(INPUT MATERIAL begins)
PR #5160, opened 2021-08-29
diameter: Change callback anchors from `Mod:` to `Module:`

wojtekmach:
- diameter: Change callback anchors from `Mod:` to standard `Module:`

`#Module:` is the more commonly used way of referring to callbacks in
the generated links.

By standardising on this, we improve interopability for external tools.
For example, ExDoc can generate URLs using the uniform pattern. (As
opposed to, for example, maintain a list of per-module exceptions.)

- ~diameter: Use `<seetype>` for types~

### DIFF
--- a/lib/diameter/doc/src/diameter_app.xml
+++ b/lib/diameter/doc/src/diameter_app.xml
@@ -180,7 +180,7 @@ process.</p>
 <funcs>
 
 <func>
-<name since="OTP R14B03">Mod:peer_up(SvcName, Peer, State) -> NewState</name>
+<name since="OTP R14B03">Module:peer_up(SvcName, Peer, State) -> NewState</name>
 <fsummary>Invoked when a transport connection has been established</fsummary>
 <type>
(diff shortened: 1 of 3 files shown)


garazdawi:
The `seeerl` tags in the diameter docs are correct the way they are. This is because diameter does not use `-type` as the source of documentation type information, so the datatype section from erl_docgen's point of view is just like any other `<section>` in the documentation, and thus `<seeerl>` should be used to point to the manually inserted `<marker>`s.

wojtekmach:
Got it, makes sense. I removed that commit from the PR and updated the description accordingly.

KennethL:
The reason is to get a uniform naming and linking to callback functions all over OTP.

otp-anders:
That's fine, but that should be explained in the commit comment.

wojtekmach:
I've updated the PR & commit description and rebased with the latest master.

wojtekmach:
No longer relevant!

PR #5162, opened 2021-08-30
peer: new module to replace 'slave'

max-au:
New 'peer' module is designed to replace multiple implementations present in the codebase, mostly in tests. The changeset implements 'peer' with related documentation, replaces usage in test suites, removes 'loose_node' implementing a similar concept, and then marks all functions of old 'slave' as deprecated.

### DIFF
--- a/erts/emulator/test/distribution_SUITE.erl
+++ b/erts/emulator/test/distribution_SUITE.erl
@@ -34,9 +34,6 @@
 
 -include_lib("common_test/include/ct.hrl").
 
-%-define(Line, erlang:display({line,?LINE}),).
--define(Line,).
-
 -export([all/0, suite/0, groups/0,
          init_per_suite/1, end_per_suite/1,
          init_per_group/2, end_per_group/2,
@@ -82,7 +79,7 @@
 -export([sender/3, receiver2/2, dummy_waiter/0, dead_process/0,
          group_leader_1/1,
          optimistic_dflags_echo/0, optimistic_dflags_sender/1,
-         roundtrip/1, bounce/1, do_dist_auto_connect/1, inet_rpc_server/1,
+         roundtrip/1, bounce/1,
          dist_parallel_sender/3, dist_parallel_receiver/0,
          derr_run/1,
          dist_evil_parallel_receiver/0, make_busy/2]).
@@ -168,10 +165,10 @@ ping(Config) when is_list(Config) ->
 
     %% Pings another node.
 
-    {ok, OtherNode} = start_node(distribution_SUITE_other),
+    {ok, Peer, OtherNode} = ?CT_PEER(),
     io:format("Pinging ~s (assumed to exist)", [OtherNode]),
     test_server:do_times(Times, fun() -> pong = net_adm:ping(OtherNode) end),
-    stop_node(OtherNode),
+    peer_stop(Peer, OtherNode),
 
     %% Pings our own node many times.
 
@@ -183,54 +180,44 @@ ping(Config) when is_list(Config) ->
 
 %% Test erlang:group_leader(_, ExternalPid), i.e. DOP_GROUP_LEADER
 group_leader(Config) when is_list(Config) ->
-    ?Line Sock = start_relay_node(group_leader_1, []),
-    ?Line Sock2 = start_relay_node(group_leader_2, []),
-    try
-        ?Line Node2 = inet_rpc_nodename(Sock2),
-        ?Line {ok, ok} = do_inet_rpc(Sock, ?MODULE, group_leader_1, [Node2])
-    after
-        ?Line stop_relay_node(Sock),
-        ?Line stop_relay_node(Sock2)
-    end,
-    ok.
+    {ok, Peer1, Node1} = ?CT_PEER(#{connection => 0, args => ["-setcookie", "NONE"]}),
+    {ok, Peer2, Node2} = ?CT_PEER(#{connection => 0, args => ["-setcookie", "NONE"]}),
+    pang = net_adm:ping(Node1), pang = net_adm:ping(Node2), %% extra check, may be skipped
+    ok = peer:call(Peer1, ?MODULE, group_leader_1, [Node2]),
+    peer:stop(Peer1), %% verify_nc() will fail because peer is not dist-connected
+    peer:stop(Peer2).
 
 group_leader_1(Node2) ->
-    ?Line ExtPid = spawn(Node2, fun F() ->
+    ExtPid = spawn(Node2, fun F() ->
                                         receive {From, group_leader} ->
                                                 From ! {self(), group_leader, group_leader()}
                                         end,
                                         F()
                                 end),
-    ?Line GL1 = self(),
-    ?Line group_leader(GL1, ExtPid),
-    ?Line ExtPid ! {self(), group_leader},
-    ?Line {ExtPid, group_leader, GL1} = receive_one(),
+    GL1 = self(),
+    group_leader(GL1, ExtPid),
+    ExtPid ! {self(), group_leader},
+    {ExtPid, group_leader, GL1} = receive_one(),
 
     %% Kill connection and repeat test when group_leader/2 triggers auto-connect
-    ?Line net_kernel:monitor_nodes(true),
-    ?Line net_kernel:disconnect(Node2),
-    ?Line {nodedown, Node2} = receive_one(),
-    ?Line GL2 = spawn(fun() -> dummy end),
-    ?Line group_leader(GL2, ExtPid),
-    ?Line {nodeup, Node2} = receive_one(),
-    ?Line ExtPid ! {self(), group_leader},
-    ?Line {ExtPid, group_leader, GL2} = receive_one(),
+    net_kernel:monitor_nodes(true),
+    net_kernel:disconnect(Node2),
+    {nodedown, Node2} = receive_one(),
+    GL2 = spawn(fun() -> dummy end),
+    group_leader(GL2, ExtPid),
+    {nodeup, Node2} = receive_one(),
+    ExtPid ! {self(), group_leader},
+    {ExtPid, group_leader, GL2} = receive_one(),
     ok.
 
 %% Test optimistic distribution flags toward pending connections (DFLAG_DIST_HOPEFULLY)
 optimistic_dflags(Config) when is_list(Config) ->
-    ?Line Sender = start_relay_node(optimistic_dflags_sender, []),
-    ?Line Echo = start_relay_node(optimistic_dflags_echo, []),
-    try
-        ?Line {ok, ok} = do_inet_rpc(Echo, ?MODULE, optimistic_dflags_echo, []),
-
-        ?Line EchoNode = inet_rpc_nodename(Echo),
-        ?Line {ok, ok} = do_inet_rpc(Sender, ?MODULE, optimistic_dflags_sender, [EchoNode])
-    after
-        ?Line stop_relay_node(Sender),
-        ?Line stop_relay_node(Echo)
-    end,
-    ok.
+    {ok, PeerSender, _Sender} = ?CT_PEER(#{connection => 0, args => ["-setcookie", "NONE"]}),
+    {ok, PeerEcho, Echo} = ?CT_PEER(#{connection => 0, args => ["-setcookie", "NONE"]}),
+    ok = peer:call(PeerEcho, ?MODULE, optimistic_dflags_echo, []),
+    ok = peer:call(PeerSender, ?MODULE, optimistic_dflags_sender, [Echo]),
+    peer:stop(PeerSender),
+    peer:stop(PeerEcho).
 
 optimistic_dflags_echo() ->
     P = spawn(fun F() ->
@@ -245,25 +232,25 @@ optimistic_dflags_echo() ->
     ok.
 
 optimistic_dflags_sender(EchoNode) ->
-    ?Line net_kernel:monitor_nodes(true),
+    net_kernel:monitor_nodes(true),
 
     optimistic_dflags_do(EchoNode, <<1:1>>),
     optimistic_dflags_do(EchoNode, fun lists:map/2),
     ok.
 
 optimistic_dflags_do(EchoNode, Term) ->
-    ?Line {optimistic_dflags_echo, EchoNode} ! {self(), Term},
-    ?Line {nodeup, EchoNode} = receive_one(),
-    ?Line {EchoPid, Term} = receive_one(),
+    {optimistic_dflags_echo, EchoNode} ! {self(), Term},
+    {nodeup, EchoNode} = receive_one(),
+    {EchoPid, Term} = receive_one(),
     %% repeat with pid destination
-    ?Line net_kernel:disconnect(EchoNode),
-    ?Line {nodedown, EchoNode} = receive_one(),
-    ?Line EchoPid ! {self(), Term},
-    ?Line {nodeup, EchoNode} = receive_one(),
-    ?Line {EchoPid, Term} = receive_one(),
+    net_kernel:disconnect(EchoNode),
+    {nodedown, EchoNode} = receive_one(),
+    EchoPid ! {self(), Term},
+    {nodeup, EchoNode} = receive_one(),
+    {EchoPid, Term} = receive_one(),
 
-    ?Line net_kernel:disconnect(EchoNode),
-    ?Line {nodedown, EchoNode} = receive_one(),
+    net_kernel:disconnect(EchoNode),
+    {nodedown, EchoNode} = receive_one(),
     ok.
 
 
@@ -281,13 +268,13 @@ bulk_send(Terms, BinSize) ->
     ct:timetrap({seconds, 30}),
 
     io:format("Sending ~w binaries, each of size ~w K", [Terms, BinSize]),
-    {ok, Node} = start_node(bulk_receiver),
+    {ok, Peer, Node} = ?CT_PEER(),
     Recv = spawn(Node, erlang, apply, [fun receiver/2, [0, 0]]),
     Bin = binary:copy(<<253>>, BinSize*1024),
     Size = Terms*size(Bin),
     {Elapsed, {Terms, Size}} = test_server:timecall(?MODULE, sender,
                                                     [Recv, Bin, Terms]),
-    stop_node(Node),
+    peer_stop(Peer, Node),
     {comment, integer_to_list(round(Size/1024/max(1,Elapsed))) ++ " K/s"}.
 
 sender(To, _Bin, 0) ->
@@ -321,7 +308,7 @@ bulk_sendsend2(Terms, BinSize, BusyBufSize) ->
 
     io:format("\nSending ~w binaries, each of size ~w K",
               [Terms, BinSize]),
-    {ok, NodeRecv} = start_node(bulk_receiver),
+    {ok, RecvPeer, NodeRecv} = ?CT_PEER(),
     Recv = spawn(NodeRecv, erlang, apply, [fun receiver/2, [0, 0]]),
     Bin = binary:copy(<<253>>, BinSize*1024),
 
@@ -334,8 +321,7 @@ bulk_sendsend2(Terms, BinSize, BusyBufSize) ->
     %% default busy size and "+zdbbl 5", and if the 5 case gets
     %% "many many more" monitor messages, then we know we're working.
 
-    {ok, NodeSend} = start_node(bulk_sender, "+zdbbl " ++
-                                    integer_to_list(BusyBufSize)),
+    {ok, SendPeer, NodeSend} = ?CT_PEER(["+zdbbl", integer_to_list(BusyBufSize)]),
     _Send = spawn(NodeSend, erlang, apply,
                   [fun sendersender/4, [self(), Recv, Bin, Terms]]),
     {Elapsed, {_TermsN, SizeN}, MonitorCount} =
@@ -347,8 +333,8 @@ bulk_sendsend2(Terms, BinSize, BusyBufSize) ->
             {sendersender, BigRes} ->
                 BigRes
         end,
-    stop_node(NodeRecv),
-    stop_node(NodeSend),
+    peer_stop(RecvPeer, NodeRecv),
+    peer_stop(SendPeer, NodeSend),
     {round(SizeN/1024/Elapsed), MonitorCount}.
 
 %% Sender process to be run on a slave node
@@ -449,7 +435,7 @@ receiver2(Num, TotSize) ->
 %% Test that link/1 to a busy distribution port works.
 link_to_busy(Config) when is_list(Config) ->
     ct:timetrap({seconds, 60}),
-    {ok, Node} = start_node(link_to_busy),
+    {ok, Peer, Node} = ?CT_PEER(),
     Recv = spawn(Node, erlang, apply, [fun sink/1, [link_to_busy_sink]]),
 
     Tracer = case os:getenv("TRACE_BUSY_DIST_PORT") of
@@ -475,7 +461,7 @@ link_to_busy(Config) when is_list(Config) ->
     do_busy_test(Node, fun () -> tail_applied_linker(Recv) end),
 
     %% Done.
-    stop_node(Node),
+    peer_stop(Peer, Node),
     stop_busy_dist_port_tracer(Tracer),
     ok.
 
@@ -495,7 +481,7 @@ tail_applied_linker(Pid) ->
 %% Test that exit/2 to a busy distribution port works.
 exit_to_busy(Config) when is_list(Config) ->
     ct:timetrap({seconds, 60}),
-    {ok, Node} = start_node(exit_to_busy),
+    {ok, Peer, Node} = ?CT_PEER(),
 
     Tracer = case os:getenv("TRACE_BUSY_DIST_PORT") of
                  "true" -> start_busy_dist_port_tracer();
@@ -545,7 +531,7 @@ exit_to_busy(Config) when is_list(Config) ->
     end,
 
     %% Done.
-    stop_node(Node),
+    peer_stop(Peer, Node),
     stop_busy_dist_port_tracer(Tracer),
     ok.
 
@@ -664,7 +650,7 @@ sink1() ->
 %% Test that EXIT and DOWN messages send to another node are not lost if
 %% the distribution port is busy.
 lost_exit(Config) when is_list(Config) ->
-    {ok, Node} = start_node(lost_exit),
+    {ok, Peer, Node} = ?CT_PEER(),
 
     Tracer = case os:getenv("TRACE_BUSY_DIST_PORT") of
                  "true" -> start_busy_dist_port_tracer();
@@ -717,7 +703,7 @@ lost_exit(Config) when is_list(Config) ->
 
     %% Done.
     stop_busy_dist_port_tracer(Tracer),
-    stop_node(Node),
+    peer_stop(Peer, Node),
     ok.
 
 dummy_waiter() ->
@@ -730,9 +716,7 @@ dummy_waiter() ->
 %% AND that the link is teared down.
 link_to_dead(Config) when is_list(Config) ->
     process_flag(trap_exit, true),
-    {ok, Node} = start_node(link_to_dead),
-    %    monitor_node(Node, true),
-    net_adm:ping(Node), %% Ts_cross_server workaround.
+    {ok, Peer, Node} = ?CT_PEER(),
     Pid = spawn(Node, ?MODULE, dead_process, []),
     receive
     after 5000 -> ok
@@ -749,13 +733,14 @@ link_to_dead(Config) when is_list(Config) ->
     {links, Links} = process_info(self(), links),
     io:format("Pid=~p, links=~p", [Pid, Links]),
     false = lists:member(Pid, Links),
-    stop_node(Node),
     receive
         Message ->
             ct:fail({unexpected_message, Message})
     after 3000 ->
               ok
     end,
+    process_flag(trap_exit, false),
+    peer_stop(Peer, Node),
     ok.
 
 dead_process() ->
@@ -767,18 +752,24 @@ link_to_dead_new_node(Config) when is_list(Config) ->
     process_flag(trap_exit, true),
 
     %% Start the node, get a Pid and stop the node again.
-    {ok, Node} = start_node(link_to_dead_new_node),
+    Name = ?CT_PEER_NAME(?FUNCTION_NAME),
+    {ok, Peer, Node} = ?CT_PEER(#{name => Name}),
     Pid = spawn(Node, ?MODULE, dead_process, []),
-    stop_node(Node),
+
+    peer_stop(Peer, Node),
+    %% since exits are trapped, need to catch exiting peer
+    receive {'EXIT', Peer, normal} -> ok end,
 
     %% Start a new node with the same name.
-    {ok, Node} = start_node(link_to_dead_new_node),
+    {ok, Peer2, Node} = ?CT_PEER(#{name => Name}),
     link(Pid),
+
     receive
         {'EXIT', Pid, noproc} ->
             ok;
         Other ->
-            stop_node(Node),
+            process_flag(trap_exit, false),
+            peer_stop(Peer2, Node),
             ct:fail({unexpected_message, Other})
     after 5000 ->
               ct:fail(nothing_received)
@@ -788,13 +779,16 @@ link_to_dead_new_node(Config) when is_list(Config) ->
     {links, Links} = process_info(self(), links),
     io:format("Pid=~p, links=~p", [Pid, Links]),
     false = lists:member(Pid, Links),
-    stop_node(Node),
     receive
         Message ->
+            process_flag(trap_exit, false),
             ct:fail({unexpected_message, Message})
     after 3000 ->
               ok
     end,
+    %% stop trapping exits, and let the peer stop
+    process_flag(trap_exit, false),
+    peer_stop(Peer2, Node),
     ok.
 
 %% Test that sending a port or reference to another node and back again
@@ -803,13 +797,13 @@ ref_port_roundtrip(Config) when is_list(Config) ->
     process_flag(trap_exit, true),
     Port = make_port(),
     Ref = make_ref(),
-    {ok, Node} = start_node(ref_port_roundtrip),
+    {ok, Peer, Node} = ?CT_PEER(),
     net_adm:ping(Node),
     Term = {Port, Ref},
     io:format("Term before: ~p", [show_term(Term)]),
     Pid = spawn_link(Node, ?MODULE, roundtrip, [Term]),
     receive after 5000 -> ok end,
-    stop_node(Node),
+    peer_stop(Peer, Node),
     receive
         {'EXIT', Pid, {Port, Ref}} ->
             io:format("Term after: ~p", [show_term(Term)]),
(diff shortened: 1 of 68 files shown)


max-au:
Future work:
 - add a convenience macro to `ct.hrl` for common usage pattern:
 ```
-define(CT_PEER(Args), peer:start_link(#{
    name => peer:random_name(?MODULE_STRING ++ "__" ++ atom_to_list(?FUNCTION_NAME)),
    args => ["-pa", filename:dirname(code:which(?MODULE)) | Args]})
).
```
- sweep test suites again to switch to this macro when appropriate
- deprecate `ct_slave.erl` (fortunately it's almost unused and can easily be swapped out)
- replace a few more implementations of peer node (e.g. one in distribution_SUITE, long_timer_test. sensitive_SUITE, erlexec_SUITE, ethread_SUITE, upgrade_SUITE, ts_run, emem_SUITE and likely more)
- replace 'slave' in comments, atoms, string constants
-

File: system/doc/general_info/DEPRECATIONS [hunk 1]
```diff
@@ -17,6 +17,11 @@
 # is scheduled to be removed in OTP 25.
 #
 
+#
+# Added in OTP 25.
+#
+slave:_/_ since=25 remove=26
```
bjorng, line 23: The OTP Technical Board will have 

```suggestion
slave:_/_ since=25 remove=27
```

lib/stdlib/doc/src/peer.xml
```diff
@@ -0,0 +1,319 @@
...
+  <modulesummary>Start and control linked Erlang nodes.
+  </modulesummary>
+  <description>
+    <p>This module provides functions for starting linked Erlang nodes.
+      When origin node (the one started linked peers) terminates, all
+      linked peers are also terminated.
+      Depending on the start mode, terminal output and file I/O
+      of linked peers may go through the origin.</p>
+
+    <p>Peer nodes on other hosts than the current one are started with
```
bjorng, line 44: This seems to be contradicted later in that `rsh` is the default. In my opinion, support for `rsh` should be removed, but the OTB will have to decide.

lib/stdlib/doc/src/peer.xml
```diff
@@ -0,0 +1,319 @@
...
+  </header>
+  <module since="OTP 25.0">peer</module>
+  <modulesummary>Start and control linked Erlang nodes.
+  </modulesummary>
+  <description>
+    <p>This module provides functions for starting linked Erlang nodes.
+      When origin node (the one started linked peers) terminates, all
+      linked peers are also terminated.
+      Depending on the start mode, terminal output and file I/O
+      of linked peers may go through the origin.</p>
```
bjorng, line 42: Does "start mode" refer to the `connection` option? This should be clarified.

lib/stdlib/doc/src/peer.xml
```diff
@@ -0,0 +1,319 @@
...
+        controlling process on the origin node exits with corresponding reason, effectively
+        providing two-way link.</p>
+        <p>When <c>connection</c> is set to a port number, origin starts listening on
+          the requested TCP port, and peer node connects to the port. When it is set to
+          an <c>{IP, Port}</c> tuple, origin listens only on the specified IP. Port can
+          be set to 0 for automatic selection.
+        </p>
+        <p>Using <c>standard_io</c> alternative connection starts the peer attached to
+          the origin (other connections use <c>-detached</c> flag to erl). In this mode
+          peer and origin communicate via stdin/stdout.
```
bjorng, line 161: Is this similar to using the `slave` module?

lib/stdlib/doc/src/peer.xml
```diff
@@ -0,0 +1,319 @@
...
+      <name name="connection"/>
+      <desc><p>Alternative connection between the origin and the peer. When the connection
+        closes, peer node is terminated. If <c>report_reason</c> startup flag is set to true,
+        controlling process on the origin node exits with corresponding reason, effectively
+        providing two-way link.</p>
+        <p>When <c>connection</c> is set to a port number, origin starts listening on
+          the requested TCP port, and peer node connects to the port. When it is set to
+          an <c>{IP, Port}</c> tuple, origin listens only on the specified IP. Port can
+          be set to 0 for automatic selection.
+        </p>
```
bjorng, line 158: Would this be similar to using a peer node started by `test_server:start_node()` with the `peer` option?

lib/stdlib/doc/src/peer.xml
(INPUT MATERIAL ends)
▶ **REQUIRED WORK**
If a line in the records contains "export", report it.

▶ **THE ANSWER**
 -export([all/0, suite/0, groups/0,
 -export([sender/3, receiver2/2, dummy_waiter/0, dead_process/0,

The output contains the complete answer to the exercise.